→ **Exercise goal**
Across the material that follows, tally each line in which "types" occurs, and state the total alone.

→ **Entries provided**
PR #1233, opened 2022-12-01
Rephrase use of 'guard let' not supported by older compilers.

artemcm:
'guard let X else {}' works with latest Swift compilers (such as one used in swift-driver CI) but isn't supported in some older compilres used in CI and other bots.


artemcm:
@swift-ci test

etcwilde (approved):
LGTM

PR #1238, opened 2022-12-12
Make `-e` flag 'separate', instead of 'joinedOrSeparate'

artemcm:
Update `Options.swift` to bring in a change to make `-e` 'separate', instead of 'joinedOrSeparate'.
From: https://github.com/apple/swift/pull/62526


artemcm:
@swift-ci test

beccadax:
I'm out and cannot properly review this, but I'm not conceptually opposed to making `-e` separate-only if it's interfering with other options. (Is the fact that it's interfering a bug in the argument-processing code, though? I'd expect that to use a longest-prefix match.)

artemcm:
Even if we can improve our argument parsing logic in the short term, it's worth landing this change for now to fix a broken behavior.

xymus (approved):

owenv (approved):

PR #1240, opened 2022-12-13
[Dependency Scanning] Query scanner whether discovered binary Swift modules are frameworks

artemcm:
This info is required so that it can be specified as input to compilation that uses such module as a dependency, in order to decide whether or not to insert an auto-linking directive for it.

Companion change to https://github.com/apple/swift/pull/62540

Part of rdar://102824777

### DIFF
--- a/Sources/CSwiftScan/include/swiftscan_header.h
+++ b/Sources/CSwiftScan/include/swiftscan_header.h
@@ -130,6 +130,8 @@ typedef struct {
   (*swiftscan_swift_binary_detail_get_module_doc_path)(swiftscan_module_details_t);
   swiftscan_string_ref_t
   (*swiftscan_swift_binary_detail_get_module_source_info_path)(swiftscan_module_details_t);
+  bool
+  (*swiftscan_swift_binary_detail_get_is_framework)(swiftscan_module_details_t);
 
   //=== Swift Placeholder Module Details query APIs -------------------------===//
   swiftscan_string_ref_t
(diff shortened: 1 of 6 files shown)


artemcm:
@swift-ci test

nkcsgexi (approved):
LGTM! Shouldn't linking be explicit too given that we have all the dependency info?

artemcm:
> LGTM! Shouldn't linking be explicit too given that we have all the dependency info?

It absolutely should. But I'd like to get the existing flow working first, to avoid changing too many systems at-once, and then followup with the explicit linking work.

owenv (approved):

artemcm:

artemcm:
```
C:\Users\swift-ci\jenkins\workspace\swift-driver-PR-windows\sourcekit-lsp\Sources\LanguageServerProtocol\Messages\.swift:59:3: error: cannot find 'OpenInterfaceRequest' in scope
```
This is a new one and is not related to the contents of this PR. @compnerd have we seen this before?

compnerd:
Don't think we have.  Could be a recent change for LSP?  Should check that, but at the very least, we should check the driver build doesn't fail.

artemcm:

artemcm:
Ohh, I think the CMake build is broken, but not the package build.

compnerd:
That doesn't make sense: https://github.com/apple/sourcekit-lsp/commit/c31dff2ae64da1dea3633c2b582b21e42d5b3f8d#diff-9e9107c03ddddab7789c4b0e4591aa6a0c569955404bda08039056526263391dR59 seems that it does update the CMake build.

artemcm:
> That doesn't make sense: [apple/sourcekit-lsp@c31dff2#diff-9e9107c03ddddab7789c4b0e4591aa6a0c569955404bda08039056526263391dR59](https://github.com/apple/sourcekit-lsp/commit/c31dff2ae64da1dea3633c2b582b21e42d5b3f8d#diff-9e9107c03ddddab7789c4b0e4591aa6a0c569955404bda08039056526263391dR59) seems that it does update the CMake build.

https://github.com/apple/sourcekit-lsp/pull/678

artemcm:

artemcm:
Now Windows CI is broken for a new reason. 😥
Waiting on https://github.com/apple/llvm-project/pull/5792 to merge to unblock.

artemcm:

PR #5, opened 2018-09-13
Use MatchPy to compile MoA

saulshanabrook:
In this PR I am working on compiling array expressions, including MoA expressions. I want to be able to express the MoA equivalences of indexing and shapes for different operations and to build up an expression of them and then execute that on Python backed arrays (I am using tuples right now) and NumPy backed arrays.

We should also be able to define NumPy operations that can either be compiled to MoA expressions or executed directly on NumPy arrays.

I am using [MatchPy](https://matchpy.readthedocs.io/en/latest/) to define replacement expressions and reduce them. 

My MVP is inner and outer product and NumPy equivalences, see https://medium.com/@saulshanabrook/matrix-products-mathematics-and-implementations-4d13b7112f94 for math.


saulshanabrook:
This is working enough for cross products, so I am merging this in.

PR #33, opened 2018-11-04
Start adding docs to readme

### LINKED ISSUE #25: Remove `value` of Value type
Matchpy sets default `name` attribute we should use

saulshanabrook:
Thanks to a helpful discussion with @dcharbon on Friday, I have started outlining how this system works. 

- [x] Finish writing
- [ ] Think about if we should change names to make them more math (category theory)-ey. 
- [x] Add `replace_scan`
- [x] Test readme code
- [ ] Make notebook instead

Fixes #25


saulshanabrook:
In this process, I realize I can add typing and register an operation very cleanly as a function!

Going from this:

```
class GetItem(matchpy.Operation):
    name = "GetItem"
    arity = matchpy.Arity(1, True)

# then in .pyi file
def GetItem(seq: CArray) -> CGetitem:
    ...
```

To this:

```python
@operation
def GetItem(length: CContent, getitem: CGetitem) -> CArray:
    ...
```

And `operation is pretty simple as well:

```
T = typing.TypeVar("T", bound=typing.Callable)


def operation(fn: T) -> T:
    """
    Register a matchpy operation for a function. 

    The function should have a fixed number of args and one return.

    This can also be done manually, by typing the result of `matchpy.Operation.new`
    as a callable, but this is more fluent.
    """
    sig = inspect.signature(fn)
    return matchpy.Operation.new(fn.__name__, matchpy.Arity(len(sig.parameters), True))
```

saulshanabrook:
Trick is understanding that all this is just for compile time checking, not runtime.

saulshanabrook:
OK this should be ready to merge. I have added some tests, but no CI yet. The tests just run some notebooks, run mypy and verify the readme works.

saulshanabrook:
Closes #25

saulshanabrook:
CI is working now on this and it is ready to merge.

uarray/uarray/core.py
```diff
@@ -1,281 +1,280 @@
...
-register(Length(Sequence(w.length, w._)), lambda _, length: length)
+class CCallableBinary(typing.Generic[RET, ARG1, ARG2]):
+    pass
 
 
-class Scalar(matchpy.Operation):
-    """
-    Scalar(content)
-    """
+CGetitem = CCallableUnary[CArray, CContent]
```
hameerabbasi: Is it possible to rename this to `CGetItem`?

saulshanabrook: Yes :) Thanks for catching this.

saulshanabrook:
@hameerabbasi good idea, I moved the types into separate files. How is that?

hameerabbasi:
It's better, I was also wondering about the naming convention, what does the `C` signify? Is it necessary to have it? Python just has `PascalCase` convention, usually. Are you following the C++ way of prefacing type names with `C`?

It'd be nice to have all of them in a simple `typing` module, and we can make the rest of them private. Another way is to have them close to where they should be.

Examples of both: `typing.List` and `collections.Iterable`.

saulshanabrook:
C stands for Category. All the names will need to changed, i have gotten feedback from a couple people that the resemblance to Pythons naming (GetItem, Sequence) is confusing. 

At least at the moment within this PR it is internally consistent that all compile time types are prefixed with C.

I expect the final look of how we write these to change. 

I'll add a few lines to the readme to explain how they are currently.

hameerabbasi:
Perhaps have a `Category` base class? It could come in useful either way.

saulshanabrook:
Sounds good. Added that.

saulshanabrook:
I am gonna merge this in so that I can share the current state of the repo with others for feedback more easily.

→ **Solution to this exercise**
2